Exercise inputs:
Issue #212, opened 2020-09-02
Declaring extra parameters to be passed to parse with %parse-param


ratmice:
I couldn't find a way to do this in lrpar, but in bison there is a `%parse-param` directive which allows you to declare additional parameters to pass to the generated parse function,

I would guess there would also need to be something for lifetimes in addition to that.

ltratt:
Although it's not *exactly* what this issue is asking about, https://github.com/softdevteam/grmtools/pull/254 allows the user to define their own lexeme struct to which they can attach any data they want. I think that captures some of the use-cases that traditionally required `%parse-param` but definitely not all of them.

PR #214, opened 2020-09-20
WIP: %parse-param

ratmice:
This merely adds some basic scaffolding for %parse-param, issue #212,
It contains some ugly hacks/commented out code to get tests compiling with the unimplemented feature.
Mostly wanted to ask if this looks like an ok syntax for lifetimes.

### DIFF
--- a/cfgrammar/src/lib/yacc/parser.rs
+++ b/cfgrammar/src/lib/yacc/parser.rs
@@ -714,7 +714,7 @@ impl YaccParser {
 
 #[cfg(test)]
 mod test {
-    use std::{ collections::HashSet, iter::FromIterator };
+    use std::{collections::HashSet, iter::FromIterator};
 
     use super::{
         super::{
--- a/cfgrammar/src/lib/yacc/parser.rs
+++ b/cfgrammar/src/lib/yacc/parser.rs
@@ -462,7 +462,7 @@ impl YaccParser {
 
         // Next, the '(' pattern : type, ... ')'
         i = self.parse_ws(i, false)?;
-        if let Some(_) = self.lookahead_is("(", i) {
+        if self.lookahead_is("(", i).is_some() {
             let mut j = i;
             let mut bindings: Vec<(String, String)> = Vec::new();
             while j < self.src.len() {
--- a/cfgrammar/src/lib/yacc/parser.rs
+++ b/cfgrammar/src/lib/yacc/parser.rs
@@ -462,19 +462,23 @@ impl YaccParser {
 
         // Next, the '(' pattern : type, ... ')'
         i = self.parse_ws(i, false)?;
-        if let Some(mut j) = self.lookahead_is("(", i) {
+        if let Some(_) = self.lookahead_is("(", i) {
+            let mut j = i;
             let mut bindings: Vec<(String, String)> = Vec::new();
-
             while j < self.src.len() {
+                let c = self.src[j..].chars().next().unwrap();
+                j += c.len_utf8();
+
+                if c == ')' {
+                    break
+                }
+
                 // Some binding name, or pattern.
                 let k = self.parse_ws(j, false)?;
                 let (k, binding) = self.parse_to_single_colon(k)?;
-                let (k, typ, done) = self.parse_param_rust_type(k + ':'.len_utf8())?;
+                let (k, typ) = self.parse_param_rust_type(k + ':'.len_utf8())?;
                 j = k;
                 bindings.push((binding.trim_end().to_string(), typ));
-                if done == true {
-                    break;
-                }
             }
             if !bindings.is_empty() {
                 self.ast.parse_param_bindings = Some(bindings);
@@ -484,7 +488,10 @@ impl YaccParser {
         Ok(self.parse_ws(i, true)?)
     }
 
-    fn parse_param_rust_type(&mut self, i: usize) -> YaccResult<(usize, String, bool)> {
+    // Parse a rust type, followed by either a ',' character or an unbalanced ')'
+    // Return the char indice of the trailing character,
+    fn parse_param_rust_type(&mut self, i: usize) -> YaccResult<(usize, String)> {
+        let i = self.parse_ws(i, false)?;
         let mut j = i;
         let mut brace_count = 0;
 
@@ -494,9 +501,8 @@ impl YaccParser {
                 '\n' | '\r' => return Err(self.mk_error(YaccParserErrorKind::ReachedEOL, j)),
                 ')' | ',' if brace_count == 0 => {
                     return Ok((
-                        j + c.len_utf8(),
-                        self.src[i..j].trim_start().trim_end().to_string(),
-                        c == ')',
+                        j,
+                        self.src[i..j].trim_end().to_string(),
                     ));
                 }
                 '(' | '{' | '[' | '<' => {
--- a/cfgrammar/src/lib/yacc/parser.rs
+++ b/cfgrammar/src/lib/yacc/parser.rs
@@ -23,6 +23,7 @@ pub enum YaccParserErrorKind {
     IncompleteAction,
     MissingColon,
     MissingRightArrow,
+    MismatchedBrace,
     PrematureEnd,
     ProgramsNotSupported,
     UnknownDeclaration,
@@ -58,6 +59,7 @@ impl fmt::Display for YaccParserError {
             YaccParserErrorKind::IncompleteAction => "Incomplete action",
             YaccParserErrorKind::MissingColon => "Missing ':'",
             YaccParserErrorKind::MissingRightArrow => "Missing '->'",
+            YaccParserErrorKind::MismatchedBrace => "Mismatched brace",
             YaccParserErrorKind::PrematureEnd => "File ends prematurely",
             YaccParserErrorKind::ProgramsNotSupported => "Programs not currently supported",
             YaccParserErrorKind::UnknownDeclaration => "Unknown declaration",
@@ -434,11 +436,10 @@ impl YaccParser {
         if let Some(mut j) = self.lookahead_is("<", i) {
             let mut k = j;
             let mut lifetimes = HashSet::new();
-            let mut add_lifetime = |k, c: char| {
-                let s = self.src[j..k].trim_start().trim_end().to_string();
+            let mut add_lifetime = |j, k, c: char| {
+                let s = self.src[j..k].trim().to_string();
                 lifetimes.insert(s);
-                j = k + c.len_utf8();
-                j
+                k + c.len_utf8()
             };
 
             while k < self.src.len() {
@@ -446,11 +447,11 @@ impl YaccParser {
                 match c {
                     '\n' | '\r' => return Err(self.mk_error(YaccParserErrorKind::ReachedEOL, k)),
                     ',' => {
-                        k = add_lifetime(k, ',');
-                        continue;
+                        k = add_lifetime(j, k, ',');
+                        j = k;
                     }
                     '>' => {
-                        k = add_lifetime(k, '>');
+                        k = add_lifetime(j, k, '>');
                         break;
                     }
                     _ => k += c.len_utf8(),
@@ -470,8 +471,8 @@ impl YaccParser {
                 j += c.len_utf8();
 
                 // Some binding name, or pattern.
-                let k = self.parse_ws(j, false)?;
-                let (k, binding) = self.parse_to_single_colon(k)?;
+                j = self.parse_ws(j, false)?;
+                let (k, binding) = self.parse_to_single_colon(j)?;
                 let (k, typ) = self.parse_param_rust_type(k + ':'.len_utf8())?;
                 j = k;
                 bindings.push((binding.trim_end().to_string(), typ));
@@ -503,14 +504,17 @@ impl YaccParser {
                     brace_count += 1;
                     j += c.len_utf8();
                 }
-                ')' | '}' | '>' | ']' if brace_count > 0 => {
+                ')' | '}' | '>' | ']' => {
+                    if brace_count == 0 {
+                        return Err(self.mk_error(YaccParserErrorKind::MismatchedBrace, j));
+                    }
                     brace_count -= 1;
                     j += c.len_utf8();
                 }
                 c => j += c.len_utf8(),
             }
         }
-        return Err(self.mk_error(YaccParserErrorKind::PrematureEnd, j));
+        Err(self.mk_error(YaccParserErrorKind::PrematureEnd, j))
     }
 
     /// Parse up to (but do not include) the end of line (or, if it comes sooner, the end of file).
@@ -710,6 +714,8 @@ impl YaccParser {
 
 #[cfg(test)]
 mod test {
+    use std::{ collections::HashSet, iter::FromIterator };
+
     use super::{
         super::{
             ast::{GrammarAST, Production, Symbol},
@@ -1797,10 +1803,9 @@ x"
             Err(e) => panic!("Incorrect error returned {}", e),
         }
     }
+
     #[test]
     fn test_parse_param() {
-        use super::HashSet;
-        use std::iter::FromIterator;
         let src = "
           %parse_param <'a, 'b> (x: &'a (), (y, z) : (Result<((), ()), ((), ())>, ((u32, u32), &'b ())))
           %%
--- a/cfgrammar/src/lib/yacc/parser.rs
+++ b/cfgrammar/src/lib/yacc/parser.rs
@@ -426,32 +426,18 @@ impl YaccParser {
         }
     }
 
-    // This parses `%parse_param "<"lifetimes">" pat ":" type
-    // Eventually we need to bind type to a known variable name.
-    // And generate actions using pat.
-    //
-    // The single variable case of this is `%parse_param x : int`,
-    // while in the multi-variable case is `%parse_param (x, y) : (int, int)`
-    //
-    // To bind this to a known variable name we drop the pattern,
-    // `known_variable_name : (int, int)`.
-    //
-    // Then for user actions we recombine the pattern and the type.
-    // This all works out because patterns don't have single colons in them.
-    //
-    // This way we can void avoid knowing parameter names,
-    // and dealing commas and parenthesis in the pattern which is difficult
-    // since rust types can contain them.
+    // Handle parse_param declarations of the form:
+    // %parse_param <'a>(x: u32, y : (u32, u32))
     fn parse_param(&mut self, mut i: usize) -> YaccResult<usize> {
         i = self.parse_ws(i, false)?;
         // First gobble up all of the '<' lifetime ',' ... '>
         if let Some(mut j) = self.lookahead_is("<", i) {
             let mut k = j;
             let mut lifetimes = HashSet::new();
-            let mut add_lifetime = |k| {
+            let mut add_lifetime = |k, c: char| {
                 let s = self.src[j..k].trim_start().trim_end().to_string();
                 lifetimes.insert(s);
-                j = k + 1;
+                j = k + c.len_utf8();
                 j
             };
 
@@ -460,11 +446,11 @@ impl YaccParser {
                 match c {
                     '\n' | '\r' => return Err(self.mk_error(YaccParserErrorKind::ReachedEOL, k)),
                     ',' => {
-                        k = add_lifetime(k);
+                        k = add_lifetime(k, ',');
                         continue;
                     }
                     '>' => {
-                        k = add_lifetime(k);
+                        k = add_lifetime(k, '>');
                         break;
                     }
                     _ => k += c.len_utf8(),
@@ -474,15 +460,57 @@ impl YaccParser {
             i = k;
         }
 
+        // Next, the '(' pattern : type, ... ')'
         i = self.parse_ws(i, false)?;
-        let (i, pat) = self.parse_to_single_colon(i)?;
-        let (i, typ) = self.parse_to_eol(i + ':'.len_utf8())?;
-        let pat = pat.trim_start().trim_end().to_string();
-        let typ = typ.trim_start().trim_end().to_string();
-        if !(pat.is_empty() || typ.is_empty()) {
-            self.ast.parse_param_bindings = Some((pat, typ));
+        if let Some(mut j) = self.lookahead_is("(", i) {
+            let mut bindings: Vec<(String, String)> = Vec::new();
+
+            while j < self.src.len() {
+                // Some binding name, or pattern.
+                let k = self.parse_ws(j, false)?;
+                let (k, binding) = self.parse_to_single_colon(k)?;
+                let (k, typ, done) = self.parse_param_rust_type(k + ':'.len_utf8())?;
+                j = k;
+                bindings.push((binding.trim_end().to_string(), typ));
+                if done == true {
+                    break;
+                }
+            }
+            if !bindings.is_empty() {
+                self.ast.parse_param_bindings = Some(bindings);
+            }
+            i = j;
         }
         Ok(self.parse_ws(i, true)?)
+    }
+
+    fn parse_param_rust_type(&mut self, i: usize) -> YaccResult<(usize, String, bool)> {
+        let mut j = i;
+        let mut brace_count = 0;
+
+        while j < self.src.len() {
+            let c = self.src[j..].chars().next().unwrap();
+            match c {
+                '\n' | '\r' => return Err(self.mk_error(YaccParserErrorKind::ReachedEOL, j)),
+                ')' | ',' if brace_count == 0 => {
+                    return Ok((
+                        j + c.len_utf8(),
+                        self.src[i..j].trim_start().trim_end().to_string(),
+                        c == ')',
+                    ));
+                }
+                '(' | '{' | '[' | '<' => {
+                    brace_count += 1;
+                    j += c.len_utf8();
+                }
+                ')' | '}' | '>' | ']' if brace_count > 0 => {
+                    brace_count -= 1;
+                    j += c.len_utf8();
+                }
+                c => j += c.len_utf8(),
+            }
+        }
+        return Err(self.mk_error(YaccParserErrorKind::PrematureEnd, j));
     }
 
     /// Parse up to (but do not include) the end of line (or, if it comes sooner, the end of file).
@@ -1774,7 +1802,7 @@ x"
         use super::HashSet;
         use std::iter::FromIterator;
         let src = "
-          %parse_param <'a, 'b> (x, y) : (&'a (), &'b ())
+          %parse_param <'a, 'b> (x: &'a (), (y, z) : (Result<((), ()), ((), ())>, ((u32, u32), &'b ())))
           %%
           A: 'a';
          ";
@@ -1785,8 +1813,16 @@ x"
         .unwrap();
 
         let expect_lifetimes = HashSet::from_iter([&"'a", &"'b"].iter().map(|s| s.to_string()));
-        let expect_bindings = ("(x, y)".to_string(), "(&'a (), &'b ())".to_string());
-
+        let expect_bindings = [
+            ("x", "&'a ()"),
+            (
+                "(y, z)",
+                "(Result<((), ()), ((), ())>, ((u32, u32), &'b ()))",
+            ),
+        ]
+        .iter()
+        .map(|(v, t)| (v.to_string(), t.to_string()))
+        .collect::<Vec<(String, String)>>();
         assert_eq!(grm.parse_param_lifetimes, Some(expect_lifetimes));
         assert_eq!(grm.parse_param_bindings, Some(expect_bindings));
     }
--- a/cfgrammar/src/lib/yacc/parser.rs
+++ b/cfgrammar/src/lib/yacc/parser.rs
@@ -497,10 +497,7 @@ impl YaccParser {
             match c {
                 '\n' | '\r' => return Err(self.mk_error(YaccParserErrorKind::ReachedEOL, j)),
                 ')' | ',' if brace_count == 0 => {
-                    return Ok((
-                        j,
-                        self.src[i..j].trim_end().to_string(),
-                    ));
+                    return Ok((j, self.src[i..j].trim_end().to_string()));
                 }
                 '(' | '{' | '[' | '<' => {
                     brace_count += 1;
--- a/cfgrammar/src/lib/yacc/parser.rs
+++ b/cfgrammar/src/lib/yacc/parser.rs
@@ -196,6 +196,12 @@ impl YaccParser {
                 }
                 continue;
             }
+            if let Some(j) = self.lookahead_is("%parse-param", i) {
+                i = self.parse_ws(j, false)?;
+                let (j, n) = self.parse_to_eol(i)?;
+                i = self.parse_ws(j, true)?;
+                continue;
+            }
             if let YaccKind::Eco = self.yacc_kind {
                 if let Some(j) = self.lookahead_is("%implicit_tokens", i) {
                     i = self.parse_ws(j, false)?;
--- a/cfgrammar/src/lib/yacc/parser.rs
+++ b/cfgrammar/src/lib/yacc/parser.rs
@@ -196,10 +196,8 @@ impl YaccParser {
                 }
                 continue;
             }
-            if let Some(j) = self.lookahead_is("%parse-param", i) {
-                i = self.parse_ws(j, false)?;
-                let (j, n) = self.parse_to_eol(i)?;
-                i = self.parse_ws(j, true)?;
+            if let Some(j) = self.lookahead_is("%parse_param", i) {
+                i = self.parse_param(j)?;
                 continue;
             }
             if let YaccKind::Eco = self.yacc_kind {
@@ -426,6 +424,65 @@ impl YaccParser {
         } else {
             Ok(i)
         }
+    }
+
+    // This parses `%parse_param "<"lifetimes">" pat ":" type
+    // Eventually we need to bind type to a known variable name.
+    // And generate actions using pat.
+    //
+    // The single variable case of this is `%parse_param x : int`,
+    // while in the multi-variable case is `%parse_param (x, y) : (int, int)`
+    //
+    // To bind this to a known variable name we drop the pattern,
+    // `known_variable_name : (int, int)`.
+    //
+    // Then for user actions we recombine the pattern and the type.
+    // This all works out because patterns don't have single colons in them.
+    //
+    // This way we can void avoid knowing parameter names,
+    // and dealing commas and parenthesis in the pattern which is difficult
+    // since rust types can contain them.
+    fn parse_param(&mut self, mut i: usize) -> YaccResult<usize> {
+        i = self.parse_ws(i, false)?;
+        // First gobble up all of the '<' lifetime ',' ... '>
+        if let Some(mut j) = self.lookahead_is("<", i) {
+            let mut k = j;
+            let mut lifetimes = HashSet::new();
+            let mut add_lifetime = |k| {
+                let s = self.src[j..k].trim_start().trim_end().to_string();
+                lifetimes.insert(s);
+                j = k + 1;
+                j
+            };
+
+            while k < self.src.len() {
+                let c = self.src[k..].chars().next().unwrap();
+                match c {
+                    '\n' | '\r' => break,
+                    ',' => {
+                        k = add_lifetime(k);
+                        continue;
+                    }
+                    '>' => {
+                        k = add_lifetime(k);
+                        break;
+                    }
+                    _ => k += c.len_utf8(),
+                }
+            }
+            self.ast.parse_param_lifetimes = Some(lifetimes);
+            i = k;
+        }
+
+        i = self.parse_ws(i, false)?;
+        let (i, pat) = self.parse_to_single_colon(i)?;
+        let (i, typ) = self.parse_to_eol(i + ':'.len_utf8())?;
+        let pat = pat.trim_start().trim_end().to_string();
+        let typ = typ.trim_start().trim_end().to_string();
+        if !(pat.is_empty() || typ.is_empty()) {
+            self.ast.parse_param_bindings = Some((pat, typ));
+        }
+        Ok(self.parse_ws(i, true)?)
     }
 
     /// Parse up to (but do not include) the end of line (or, if it comes sooner, the end of file).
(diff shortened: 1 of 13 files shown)


lrpar/cttests/src/calc_parse_param.test
```diff
@@ -0,0 +1,49 @@
+name: Test %parse-param using the calculator grammar
+yacckind: Original(YaccOriginalActionKind::UserAction)
+grammar: |
+    %start Expr
+    %actiontype Result<u64, ()>
+    %avoid_insert 'INT'
+    %parse-param <'a> {x: &'a mut int}
```
ltratt, line 7: I don't have a deep opinion here, but my gut reaction is that a) we should call it `%parse_param` (to match the `_` in `%avoid_insert) b) I think the `<...>` lifetime syntax makes sense c) the `{...}` parameter syntax makes a bit less sense (at first I thought it was action code until I read Bison's documentation). I wondered if either changing `{}` -> `()` would make sense, or maybe just drop the brackets altogether? i.e. either `%parse_param <'a> (x: &'a mut int)` or `%parse_param <'a> x: &'a mut int`.

ratmice: Agree, I'd only done that because thats the way bison did it -- matching rust syntax is probably a better option and less work.
thank you for the feedback.

ltratt: My pleasure -- I think this is a useful feature so I'm happy to work with you to get it in!

ratmice: I went with the latter, there is a (probably excessive) comment which gives a rationale for the choice. That wins out over the `(x: &'a mut int)` because rust types may contain `(int, int)` making it a somewhat painful exercise.

ltratt: I found the single variable case in https://github.com/softdevteam/grmtools/pull/214/commits/1eb94e0218344ecb394d3f8dfb4f572c315e6a69 to be clear, but the multi-variable case confusing. I reckon it probably needs to be a bit closer to Rust's syntax, so something like `%parse_param <'a> (x: int, y: int)` (or `%parse_namar <'a> x: int, y: int`) perhaps?

ratmice: I agree it isn't as nice, it strangely *is* using Rust syntax, but Rust's syntax isn't uniform between parameters and tuples, and in this case it's very much easier to use the tuple syntax.

Both of the above options are unfortunately going to force us to parse a good amount of rust arrays, tuples, and `<T1, T2>`  because we need to pull out `x`, and `y` to pass them down to the user actions from parse, so we'll need to know the variable names.

Now, because `fn parse<'a>(s:&'a str, (x, y) : (u32, u32)) {}` is valid syntax,
but `fn parse<'a>(s:&'a str, (x: u32, y: u32)){}` is not.

We'd have to either parse out x and y either to get the variable names, or to translate them into tuple decl syntax.

And when it comes to  `fn parse<'a>(s:&'a str, x: Foo<(u32, u32), u32>, y: u32) {}`
We'll have to do all the bracket matching to figure out which commas separate variable decls, and which are part of the type.

I'd really like to avoid that if possible, It requires a rather deep dive into parsing rust types, and is potentially fragile if new brackets ever get added to types (unlikely?).

Perhaps i'm missing some way we can avoid parsing these out though.
rust macro?

ltratt: Point taken: I hadn't considered all these cases! I do think that we don't have to worry too much about invalid syntax, provided that we can parse valid syntax :)

I wonder if we can do something fairly simple and get away with it. Let's take your example `fn parse<'a>(s:&'a str, (x, y) : (u32, u32)) {}`. If I parse everything after the lifetime, I think I can get away with the following algorithm:

1) Everything to the left of a `:` must be a name (or some brackets etc. which we could even ignore).
2) Everything to the right of a `:` must be types, upto the next `,` or `)`.
3) We have to count brackets (`<{(` etc.), but only in a simple way.

I don't think we necessarily have to check that the user is using valid Rust syntax. For example I'd be fine with allowing this to squeeze through `<(x>)` i.e. getting the closing brackets "the wrong way around" at the moment.

Put another way: I'd rather we get a nice syntax that we can live with long-term and maybe have a parser which is a little sloppy (in the sense of accepting some invalid things) since we can improve that over time. But once we've chosen a syntax, it becomes painful for users to change in the future.

ratmice: Yeah, it doesn't seem like that would be too painful, i'll try and work on it in the morning.

ltratt: Thanks :)

ratmice: Alright, so that is done.

cfgrammar/src/lib/yacc/parser.rs
```diff
@@ -474,17 +460,59 @@ impl YaccParser {
...
+            let mut bindings: Vec<(String, String)> = Vec::new();
+
+            while j < self.src.len() {
+                // Some binding name, or pattern.
+                let k = self.parse_ws(j, false)?;
+                let (k, binding) = self.parse_to_single_colon(k)?;
+                let (k, typ, done) = self.parse_param_rust_type(k + ':'.len_utf8())?;
+                j = k;
+                bindings.push((binding.trim_end().to_string(), typ));
+                if done == true {
```
ltratt, line 475: Just `if done`?

cfgrammar/src/lib/yacc/parser.rs
```diff
@@ -474,17 +460,59 @@ impl YaccParser {
...
+                    ));
+                }
+                '(' | '{' | '[' | '<' => {
+                    brace_count += 1;
+                    j += c.len_utf8();
+                }
+                ')' | '}' | '>' | ']' if brace_count > 0 => {
+                    brace_count -= 1;
+                    j += c.len_utf8();
+                }
```
ltratt, line 509: Do we need to handle whitespace explicitly here? Or perhaps it's just OK to pass it through to `rustc`?

cfgrammar/src/lib/yacc/parser.rs
```diff
@@ -474,17 +460,59 @@ impl YaccParser {
...
-        let (i, pat) = self.parse_to_single_colon(i)?;
-        let (i, typ) = self.parse_to_eol(i + ':'.len_utf8())?;
-        let pat = pat.trim_start().trim_end().to_string();
-        let typ = typ.trim_start().trim_end().to_string();
-        if !(pat.is_empty() || typ.is_empty()) {
-            self.ast.parse_param_bindings = Some((pat, typ));
+        if let Some(mut j) = self.lookahead_is("(", i) {
+            let mut bindings: Vec<(String, String)> = Vec::new();
+
+            while j < self.src.len() {
```
ltratt, line 468: If we make this something like:

```rust
while j < self.src.len() && self.src[j..].chars().next().unwrap() != ')'
```

then we can get rid of the slightly magical-seeming `done` variable I think?

ltratt:
I have a few small comments, but otherwise this is looking good!

cfgrammar/src/lib/yacc/parser.rs
ratmice: IIUC that this is about the whitespace trimming,
It is fine to remove it and pass it through to rust, I was mostly trimming it so the tests don't run into it.

ltratt: I wondered if we needed to manually trim it; but if what's here works as-is, that's fine with me!

cfgrammar/src/lib/yacc/parser.rs
ratmice: Its a bit difficult to do, because `j` is the character *after* ')'.
I did an update, it used a mutable to put it at the beginning of the loop, but between the break and the mutation I thought it was a toss-up, returning the char we can at least give it a better name.

cfgrammar/src/lib/yacc/parser.rs
ratmice: I managed to get rid of the `trim_start()`, but the trim_end() isn't so easy.

cfgrammar/src/lib/yacc/parser.rs
ratmice: So, I think the last thing I pushed is the closest we can come to that.

cfgrammar/src/lib/yacc/parser.rs
```diff
@@ -462,19 +462,23 @@ impl YaccParser {
 
         // Next, the '(' pattern : type, ... ')'
         i = self.parse_ws(i, false)?;
-        if let Some(mut j) = self.lookahead_is("(", i) {
+        if let Some(_) = self.lookahead_is("(", i) {
```
ltratt, line 465: Can be `if self.lookahead_is(...).is_some()`?

cfgrammar/src/lib/yacc/parser.rs
ltratt: I wonder if:

```rust
while j < self.src.len() && !self.lookahead_is(")", j) {
   ...
}
```

works? I must admit I haven't thought about this part of the code in ages!

cfgrammar/src/lib/yacc/parser.rs
ratmice: good catch!

cfgrammar/src/lib/yacc/parser.rs
ratmice: It's a bit awkward, i.e. we still need to increment in the loop, and outside the loop with `parse_to_eol()`, but I made it so!

cfgrammar/src/lib/yacc/parser.rs
```diff
@@ -485,6 +481,7 @@ impl YaccParser {
             }
             i = j;
         }
+        let (i, _) = self.parse_to_eol(i)?;
```
ltratt, line 484: Can we squish this line and the below to `Ok(self.parse_ws(self.parse_to_eol(i).0, true)?)`?

ratmice: I was wondering about this myself, but hadn't checked since I hadn't seen the pattern used anywhere.  Apparently no (borrow checker, both take `&mut self`)

ltratt: Ah! Good point.

ltratt:
OK, I think we're done with the syntax phase :) Sorry for the minor comments! Do you have a good sense of what part of the code you need to prod next?

ratmice:
No problem, sorry it took so much back and forth,  but no I don't i'll have to do some reading.

ratmice:
So, looking past the syntax phase, Overall the `GrammarAST -> YaccGrammar`, and the `CTParserBuilder` aspects are pretty straightforward (but, and of course there's a but).
I'm somewhat at a loss for how to interact between the generated code, and the (non-generated) `parser::ActionFn`, and library code parameterized by it.

I think at least, %parse_param probably shouldn't accept multiple lifetimes, and I need to combine all the separate parameters into one (e.g. generate a tuple from the parameters in the `GrammarAst -> YaccGrammar` phase, so ActionFn is parameterized by a single parameter type).

Theres a lot of moving parts, So I think the right approach is to play around with it in a cut-down simplified playground which kind of reflects the overall `Parser` struct with less moving parts.

ratmice:
Here are some experiments that seem like they are leading towards something that can be generated (Although I would not call them pretty), i'll try and see what happens when I try and use something like that `Perhaps` type.

https://play.rust-lang.org/?version=stable&mode=debug&edition=2018&gist=884c27cb4ed267b4f700c217a3df4a6d

ltratt:
> I'm somewhat at a loss for how to interact between the generated code, and the (non-generated) parser::ActionFn, and library code parameterized by it.

Hmm, yes, this might be tricky, particularly with lifetimes.

That makes me wonder if what we really need is a more radical change: rather than having the core parser be a library, we could entirely generate it. That has always been my (very very very) long term plan anyway, on the assumption that it will allow the compiler to further optimise the parser. If we generate the parser, then we can make the function lifetimes / types be whatever we want. I admit that this is not a small job, but it's probably not quite as big as it looks either.

ratmice:
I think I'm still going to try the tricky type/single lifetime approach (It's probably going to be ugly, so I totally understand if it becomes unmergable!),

Work instruction: Beginning at the first line of the records, give again each line exactly as written, ending with the line that contains "PR #214, opened 2020-09-20".

Output for this exercise:
Issue #212, opened 2020-09-02
Declaring extra parameters to be passed to parse with %parse-param


ratmice:
I couldn't find a way to do this in lrpar, but in bison there is a `%parse-param` directive which allows you to declare additional parameters to pass to the generated parse function,

I would guess there would also need to be something for lifetimes in addition to that.

ltratt:
Although it's not *exactly* what this issue is asking about, https://github.com/softdevteam/grmtools/pull/254 allows the user to define their own lexeme struct to which they can attach any data they want. I think that captures some of the use-cases that traditionally required `%parse-param` but definitely not all of them.

PR #214, opened 2020-09-20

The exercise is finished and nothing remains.